Examine the entries and show every line in which the word "true" is found.

Data for processing START

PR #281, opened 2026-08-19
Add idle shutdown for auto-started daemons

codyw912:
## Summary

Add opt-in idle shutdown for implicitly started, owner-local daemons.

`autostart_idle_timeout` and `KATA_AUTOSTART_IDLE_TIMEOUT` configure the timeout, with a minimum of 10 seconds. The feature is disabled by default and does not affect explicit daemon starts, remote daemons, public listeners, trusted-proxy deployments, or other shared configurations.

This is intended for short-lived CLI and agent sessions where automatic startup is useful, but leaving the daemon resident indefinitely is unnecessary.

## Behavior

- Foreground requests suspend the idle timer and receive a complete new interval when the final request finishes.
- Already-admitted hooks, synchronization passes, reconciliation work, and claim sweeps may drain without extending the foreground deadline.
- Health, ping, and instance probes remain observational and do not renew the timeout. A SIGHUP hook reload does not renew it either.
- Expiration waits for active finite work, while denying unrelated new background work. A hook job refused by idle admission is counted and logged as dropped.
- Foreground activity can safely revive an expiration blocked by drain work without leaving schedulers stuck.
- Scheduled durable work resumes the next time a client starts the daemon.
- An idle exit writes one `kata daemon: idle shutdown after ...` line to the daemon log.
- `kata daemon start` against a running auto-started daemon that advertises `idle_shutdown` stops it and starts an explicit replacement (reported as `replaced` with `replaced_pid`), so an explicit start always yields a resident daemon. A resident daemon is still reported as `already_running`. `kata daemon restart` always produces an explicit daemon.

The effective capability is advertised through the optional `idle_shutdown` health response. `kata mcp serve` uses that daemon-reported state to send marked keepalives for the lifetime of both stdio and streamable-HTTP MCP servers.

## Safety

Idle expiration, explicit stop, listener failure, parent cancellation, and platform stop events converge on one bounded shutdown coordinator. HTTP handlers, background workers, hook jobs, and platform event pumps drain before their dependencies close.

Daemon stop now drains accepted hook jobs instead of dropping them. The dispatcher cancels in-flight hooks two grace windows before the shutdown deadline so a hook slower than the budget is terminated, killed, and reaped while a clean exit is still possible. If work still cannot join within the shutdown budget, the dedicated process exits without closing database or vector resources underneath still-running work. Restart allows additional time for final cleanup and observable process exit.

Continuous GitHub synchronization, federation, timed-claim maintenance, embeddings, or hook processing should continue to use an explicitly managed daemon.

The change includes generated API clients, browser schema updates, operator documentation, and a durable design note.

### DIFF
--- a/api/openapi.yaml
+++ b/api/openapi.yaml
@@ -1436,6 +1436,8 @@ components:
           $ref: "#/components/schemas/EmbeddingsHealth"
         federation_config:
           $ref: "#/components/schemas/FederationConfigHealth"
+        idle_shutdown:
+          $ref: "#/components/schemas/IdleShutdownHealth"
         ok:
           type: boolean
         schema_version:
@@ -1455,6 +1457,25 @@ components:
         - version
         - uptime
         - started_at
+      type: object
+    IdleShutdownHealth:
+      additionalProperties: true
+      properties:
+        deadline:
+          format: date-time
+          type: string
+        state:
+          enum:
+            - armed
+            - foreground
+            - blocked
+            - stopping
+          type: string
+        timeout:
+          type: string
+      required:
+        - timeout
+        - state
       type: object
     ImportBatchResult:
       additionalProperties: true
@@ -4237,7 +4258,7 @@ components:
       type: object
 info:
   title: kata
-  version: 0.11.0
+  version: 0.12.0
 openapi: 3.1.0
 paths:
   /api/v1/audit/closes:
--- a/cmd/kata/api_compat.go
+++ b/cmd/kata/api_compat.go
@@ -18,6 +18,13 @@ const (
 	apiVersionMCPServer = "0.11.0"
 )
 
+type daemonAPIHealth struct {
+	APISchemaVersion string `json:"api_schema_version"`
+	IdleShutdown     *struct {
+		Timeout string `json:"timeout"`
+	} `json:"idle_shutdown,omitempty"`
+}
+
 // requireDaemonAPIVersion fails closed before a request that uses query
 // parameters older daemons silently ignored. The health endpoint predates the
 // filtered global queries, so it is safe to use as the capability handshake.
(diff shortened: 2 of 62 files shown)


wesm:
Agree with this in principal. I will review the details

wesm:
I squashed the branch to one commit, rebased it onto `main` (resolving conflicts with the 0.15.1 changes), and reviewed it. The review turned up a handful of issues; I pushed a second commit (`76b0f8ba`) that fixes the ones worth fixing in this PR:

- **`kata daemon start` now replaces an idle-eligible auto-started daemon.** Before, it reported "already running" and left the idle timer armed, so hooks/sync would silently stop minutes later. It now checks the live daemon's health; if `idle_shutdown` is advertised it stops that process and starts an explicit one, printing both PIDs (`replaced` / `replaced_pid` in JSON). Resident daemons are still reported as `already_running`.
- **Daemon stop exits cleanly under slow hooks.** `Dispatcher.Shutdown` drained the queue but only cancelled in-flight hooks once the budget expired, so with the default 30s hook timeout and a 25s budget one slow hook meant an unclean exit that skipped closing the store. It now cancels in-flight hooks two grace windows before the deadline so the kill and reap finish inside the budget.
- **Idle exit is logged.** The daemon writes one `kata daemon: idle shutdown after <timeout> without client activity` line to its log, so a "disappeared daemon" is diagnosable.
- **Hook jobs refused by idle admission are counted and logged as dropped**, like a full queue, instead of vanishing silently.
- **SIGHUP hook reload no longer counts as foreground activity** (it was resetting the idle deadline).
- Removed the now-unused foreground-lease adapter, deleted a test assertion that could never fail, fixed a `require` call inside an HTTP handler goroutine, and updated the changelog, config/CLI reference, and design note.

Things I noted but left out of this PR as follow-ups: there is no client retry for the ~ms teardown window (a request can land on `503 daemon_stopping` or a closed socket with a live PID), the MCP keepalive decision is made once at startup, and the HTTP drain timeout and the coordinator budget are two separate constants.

Data for processing END
Data for processing START

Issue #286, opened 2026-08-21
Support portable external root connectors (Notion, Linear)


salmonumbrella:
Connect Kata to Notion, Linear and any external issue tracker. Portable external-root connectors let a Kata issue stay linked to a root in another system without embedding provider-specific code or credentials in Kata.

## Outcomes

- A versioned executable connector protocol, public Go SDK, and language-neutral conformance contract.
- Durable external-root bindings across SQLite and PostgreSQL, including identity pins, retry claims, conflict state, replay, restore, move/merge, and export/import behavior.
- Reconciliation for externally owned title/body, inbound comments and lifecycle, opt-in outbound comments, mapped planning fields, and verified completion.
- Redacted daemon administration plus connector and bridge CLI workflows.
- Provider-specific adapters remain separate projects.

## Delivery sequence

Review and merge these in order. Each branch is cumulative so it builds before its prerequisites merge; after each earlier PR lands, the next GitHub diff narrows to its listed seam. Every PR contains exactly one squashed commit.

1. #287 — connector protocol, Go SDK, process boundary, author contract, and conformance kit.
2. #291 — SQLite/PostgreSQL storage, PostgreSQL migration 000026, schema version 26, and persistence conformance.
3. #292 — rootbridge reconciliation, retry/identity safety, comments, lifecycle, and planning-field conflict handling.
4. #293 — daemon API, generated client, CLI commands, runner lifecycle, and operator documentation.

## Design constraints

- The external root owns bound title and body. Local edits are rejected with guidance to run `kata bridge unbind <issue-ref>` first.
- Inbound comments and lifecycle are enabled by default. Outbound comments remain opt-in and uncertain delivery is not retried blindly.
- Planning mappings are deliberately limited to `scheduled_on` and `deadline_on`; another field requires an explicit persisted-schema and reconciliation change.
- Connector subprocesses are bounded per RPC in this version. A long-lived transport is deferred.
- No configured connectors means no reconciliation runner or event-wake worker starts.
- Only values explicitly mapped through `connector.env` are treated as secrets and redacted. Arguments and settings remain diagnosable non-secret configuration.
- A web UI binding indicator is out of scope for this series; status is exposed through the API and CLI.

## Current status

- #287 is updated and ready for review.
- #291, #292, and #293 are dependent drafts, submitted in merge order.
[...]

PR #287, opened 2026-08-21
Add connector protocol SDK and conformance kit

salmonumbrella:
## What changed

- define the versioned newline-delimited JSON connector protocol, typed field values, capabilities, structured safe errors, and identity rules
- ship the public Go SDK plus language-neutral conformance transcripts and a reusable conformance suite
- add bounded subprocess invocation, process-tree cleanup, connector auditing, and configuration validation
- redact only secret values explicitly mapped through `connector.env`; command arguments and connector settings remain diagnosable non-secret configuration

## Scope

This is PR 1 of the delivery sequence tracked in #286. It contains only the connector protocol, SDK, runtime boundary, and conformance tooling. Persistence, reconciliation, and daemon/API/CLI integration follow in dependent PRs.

Data for processing END

**Problem solution**
+      additionalProperties: true
       additionalProperties: true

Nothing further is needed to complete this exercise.